Publicado em Diário de viagem
Nasik, 17/02/1975 (b)


Pela manhã fomos à casa de Sudha e Mângala, cunhado e irmã de Vijay, para pegar minhas poucas coisas. Tínhamos resolvido que eu ficaria definitivamente hospedado na casa dos parsis, com mais conforto, e mesmo uma mesinha que puseram no quarto em que dormimos ontem. Poderia escrever e estudar

Senti um indisfarçável desapontamento nos olhos de Mângala. Talvez lhe parecesse estar sendo ingrato, talvez se magoasse por ter preferido outra casa que não a sua. Mas não demorei a perceber que era uma outra coisa...

Era uma mulher que se perturbava, revelando-se delicadamente no transbordamento inconsciente dos seus desejos reprimidos.

Ao percebê-la, assim tão exposta, pensei em ficar e maravilhar-me com aquela flor que mal adivinhara, mas essa súbita embriagues tornou-se mais um dos motivos para que eu me fosse dali.

Mângala pediu para que eu voltasse de vez em quando, de preferência à noite, quando volta do trabalho.

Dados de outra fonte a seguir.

Issue #7867, opened 2025-09-19
Discount optimizations


danFbach:
Another frequently complained about bottleneck.
This can be optimized with parallelization. 

I have dozens of complicated discount requirements - i have >8k products. Some pages load > 100 products at a time.

Some basic benchmarks I've run, before and after parallelizing tasks in the PriceCalculationService and DiscountService.

```txt
| PROC          | Load w/o Prl | Load w/ Prl |
| 3.5Ghz 8-Core |       1300ms |       700ms |
| 2.4Ghz 8-Core |       3300ms |      1650ms |
```

Will submit a pull request with proposed changes.

skoshelev:
We have decided to leave this for customization.

PR #7868, opened 2025-09-19
#7867 discounts optimizations

danFbach:
optimizes discount retrieval by parallelizing requests, validations calculations.
Uses ConcurrentDictionary with Semaphores to prevent race condition issues.

Try this out in your own test stores. I am running it in my stores and have seen a significant reduction in load and response time. See issue for benchmark table.

It is possible that there is overhead introduced in smaller/less complex stores, so a setting to turn it on and off should maybe be considered.

### DIFF
--- a/src/Libraries/Nop.Services/Catalog/PriceCalculationService.cs
+++ b/src/Libraries/Nop.Services/Catalog/PriceCalculationService.cs
@@ -75,11 +75,23 @@ public partial class PriceCalculationService : IPriceCalculationService
             return allowedDiscounts;
 
         var couponCodesToValidate = await _customerService.ParseAppliedDiscountCouponCodesAsync(customer);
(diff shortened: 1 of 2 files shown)


skoshelev:
Hi, @danFbach!

I’ve analyzed your code and want to thank you very much. It’s a good solution to the performance problem in the face of numerous discounts. However, we cannot accept your code into the core, as such optimizations are not always necessary, and the code becomes more difficult to read and maintain.

In our project, we strive to strike a balance between performance and a low barrier to entry for new developers. It is also important to keep in mind that parallelization works well on multi-core or multi-processor systems, but, unfortunately, there are servers where websites run on a single core. Parallelization on such a system will only lead to a performance penalty.

I am very sorry we cannot accept your code. I hope you understand me correctly. We have decided to leave this for customization.

Issue #7878, opened 2025-09-29
Delete plugins runtimes folders after build


skoshelev:
Currently, when building plugins or the entire project, the plugin output includes a runtimes directory containing specific library versions. However, since we're building the project for a specific operating system, we have no need for these builds.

Percebi o fremor de sua juventude (e o da minha), senti o prazer que ela sentia ao olhar-me nos olhos enquanto dizia ser este ato, na Índia, algo proibido às mulheres e que os homens, por respeito, deveriam evitar. Contemplei a frustração de seu corpo de menina, ligado por arranjos familiares a um marido alcoólatra e muito confuso.

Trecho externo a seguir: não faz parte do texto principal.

Issue #7967, opened 2025-11-20
Refactoring of migration for Alter, Delete, and Schema operations using NameCompatibilityManager


atiq-bs23:
We currently have `TableFor<TEntity>` extension support only for `ICreateExpressionRoot`, where it correctly uses `NameCompatibilityManager` for resolving table names.

But we also need similar support for `IDeleteExpressionRoot`, `IAlterExpressionRoot` and `ISchemaExpressionRoot`

And additionally, we need `ColumnFor` as well to support for schema checks, so `NameCompatibilityManager` is also used for column name mapping.

Otherwise migrations can break when database table/column names differ from entity class/property names.

Current implementation 
```
var productTableName = nameof(Product);
if (!Schema.Table(productTableName).Column(ageVerificationColumnName).Exists())
{
    Alter.Table(productTableName)....
}
```

Expected code like below

```
if (!Schema.TableFor<Topic>().ColumnFor<Topic>(t => t.AvailableEndDateTimeUtc).Exists())
 {
     Alter.TableFor<Topic>()
         .AddColumnFor<Topic>(t => t.AvailableEndDateTimeUtc)
         .AsDateTime()
         .Nullable();
 }
 
var footerColumn1ColumnName = "IncludeInFooterColumn1";
if (Schema.TableFor<Topic>().Column(footerColumn1ColumnName).Exists())
    Delete.Column(footerColumn1ColumnName).FromTable<Topic>();
```

atiq-bs23:
#7952 related

skoshelev:
Closed #7967

skoshelev:
Closed #7967

Issue #7952, opened 2025-11-11
Add TableFor extension method to IDeleteExpressionRoot interface


skoshelev:
We have TableFor extension method for the ICreateExpressionRoot interface, which responds to uses NameCompatibilityManager for creating a new table. But we need the same method for IDeleteExpressionRoot  to use NameCompatibilityManager  during deleting the table

skoshelev:
Absorbed by #7967

PR #7968, opened 2025-11-20
Add TableFor and ColumnFor extensions with NameCompatibilityManager support

atiq-bs23:
This PR adds `TableFor`, `ColumnFor` and `FromTable` extension methods for `IDeleteExpressionRoot`, `IAlterExpressionRoot`, and `ISchemaExpressionRoot `to ensure table and column names are resolved via `NameCompatibilityManager`.

Supports schema checks, altering, adding, and deleting columns in a type-safe manner.

Includes strongly-typed column selector overloads for safer refactoring.

Updated XML summaries for all new methods for consistency with existing extension methods.

**Note:** Changes in `SchemaMigration` are only for reference purposes.
These changes will not affect any existing migrations since the `NopSchemaMigration` attribute date has not been modified, and the migration will not execute.

Now we can write like below
```
 if (!Schema.TableFor<Topic>().ColumnFor<Topic>(t => t.AvailableEndDateTimeUtc).Exists())
 {
     Alter.TableFor<Topic>()
         .AddColumnFor<Topic>(t => t.AvailableEndDateTimeUtc)
         .AsDateTime()
         .Nullable();
 }
 
var footerColumn1ColumnName = "IncludeInFooterColumn1";
if (Schema.TableFor<Topic>().Column(footerColumn1ColumnName).Exists())
    Delete.Column(footerColumn1ColumnName).FromTable<Topic>();
```

### DIFF
--- a/src/Libraries/Nop.Data/Extensions/FluentMigratorExtensions.cs
+++ b/src/Libraries/Nop.Data/Extensions/FluentMigratorExtensions.cs
@@ -8,6 +8,7 @@ using FluentMigrator.Builders.Create;
 using FluentMigrator.Builders.Create.Table;
 using FluentMigrator.Builders.Delete;
 using FluentMigrator.Builders.Schema;
+using FluentMigrator.Builders.Schema.Table;
 using FluentMigrator.Infrastructure.Extensions;
 using FluentMigrator.Model;
 using FluentMigrator.Runner;
@@ -228,6 +229,21 @@ public static class FluentMigratorExtensions
     {
         var tableName = NameCompatibilityManager.GetTableName(typeof(TEntity));
         return expressionRoot.Table(tableName).Column(columnName).Exists();
+    }
+
+    /// <summary>
+    /// Targets the entity's mapped table for schema-related operations.
+    /// </summary>
+    /// <param name="expressionRoot">The root expression for schema inspection</param>
+    /// <typeparam name="TEntity">The entity type mapped to the database table</typeparam>
+    /// <returns>
+    /// A fluent syntax interface for performing schema operations 
+    /// such as checking table or column existence.
+    /// </returns>
+    public static ISchemaTableSyntax TableFor<TEntity>(this ISchemaExpressionRoot expressionRoot) where TEntity : BaseEntity
+    {
+        var tableName = NameCompatibilityManager.GetTableName(typeof(TEntity));
+        return expressionRoot.Table(tableName);
     }
 
     /// <summary>


atiq-bs23:
#7967 #7952 related

atiq-bs23:
@skoshelev Thanks for your feedback, I'll mention you once all comments resolved.

src/Libraries/Nop.Data/Extensions/FluentMigratorExtensions.cs
```diff
@@ -145,6 +153,101 @@ public static void TableFor<TEntity>(this ICreateExpressionRoot expressionRoot)
...
+    /// <param name="tableSchema">The schema table expression</param>
+    /// <param name="selector">An expression selecting the entity property</param>
+    /// <returns>
+    /// A fluent syntax interface for performing schema operations 
+    /// such as checking column existence.
+    /// </returns>
+    public static ISchemaColumnSyntax ColumnFor<TEntity>(
+    this ISchemaTableSyntax tableSchema, Expression<Func<TEntity, object>> selector) where TEntity : BaseEntity
+    {
+        var property = ((MemberExpression)selector.Body)?.Member?.Name;
```
skoshelev: The static analyzer says that the null checks in this code are redundant

skoshelev:
Hi @atiq-bs23!

Thank you very much for your help. 

I looked at the code and left a couple of suggestions. Please make the necessary changes. Also, modify older migrations so that the code seems consistent across the entire codebase.

atiq-bs23:
@skoshelev I resolved all comments, please merge this one so that I can create a new PR for updating all existing migrations

atiq-bs23:
There are a lot of changes in existing migrations and also I found some code where NameCompatibility is not considered. So I think it would be good to have it in a separate PR.

@skoshelev

skoshelev:
Hi @atiq-bs23.

I've looked at the code again. I suggest closing this PR and moving the changes to a new one, as this one has too many commits. But ultimately, there aren't that many changes. 

Technically, this shouldn't be a problem for you; copy the code from two files separately from the current code and replace them in the new branch. You'll get all the changes in a single commit.

But there's one more thing I'd like to add before you start updating older migrations.

In another task, we're working on simplifying migrations that insert locales and settings. There, we came to the decision to combine the Exist methods with action methods. I suggest adding such methods for tables with columns as well. This way, you can call methods like this: `Create.TableForIfNotExist<Menu>(); ` instead of
```
if (!Schema.TableExist<Menu>())
Create.TableFor<Menu>();
```

Thanks again for making our code more compact and readable.

atiq-bs23:
@skoshelev Thanks for taking the time to review the PR and for your suggestions. I’ll create a new PR incorporating your recommended changes. I’m currently traveling, so I will open the PR the day after tomorrow.

atiq-bs23:
@skoshelev Created a new PR so closing this one

atiq-bs23:
@skoshelev Maybe Create.TableForIfNotExist<Menu>(); will not support because the method is extension with ICreateExpressionRoot, but to check we need ISchemaExpressionRoot

skoshelev:
Hi @atiq-bs23.

I didn't go into the implementation details, but perhaps it's worth making the extension method not on a specific action interface, but using IMigration as a base, and then calling the methods CreateTableIfNotExist

atiq-bs23:
@skoshelev In that we case we need to use `this` keyword when calling inside SchemaMigration
Like below
`this.CreateTableIfNotExist<Menu>();`

skoshelev:
@atiq-bs23 Yes, we know about this feature, but considering the overall simplification of the code, this is not a high price to pay.

atiq-bs23:
@skoshelev I've updated the code, you can review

Não pude impedir que a minha alma se acendesse numa fantasia romântica. Mas fui embora.

Na casa dos parsis resolvi experimentar a mesinha e lá fiquei durante umas duas horas a escrever meu diário. Li, também, num livro de Vijay, alguma coisa sobre a arquitetura da Índia e do Paquistão. Logo ele veio buscar-me e fomos almoçar numa pensão. Como Vijay está sempre agitado e falando muito, comi o que pude, mas não foi muito. Dois bolinhos de alguma coisa e três chás (com leite). De sobremesa um pan (pwn). É que durante o almoço ele insistiu para que comêssemos rápido e fôssemos visitar sua irmã no banco onde trabalha. Disse-me que ela ficaria muito contente com minha visita, não duvidei... Fui.

De fato, lá estavam os seus olhos negros cheios de espaço e profundidades, cheios de interior e úmidos, cheios de mim e sonhos e... cheios de negro.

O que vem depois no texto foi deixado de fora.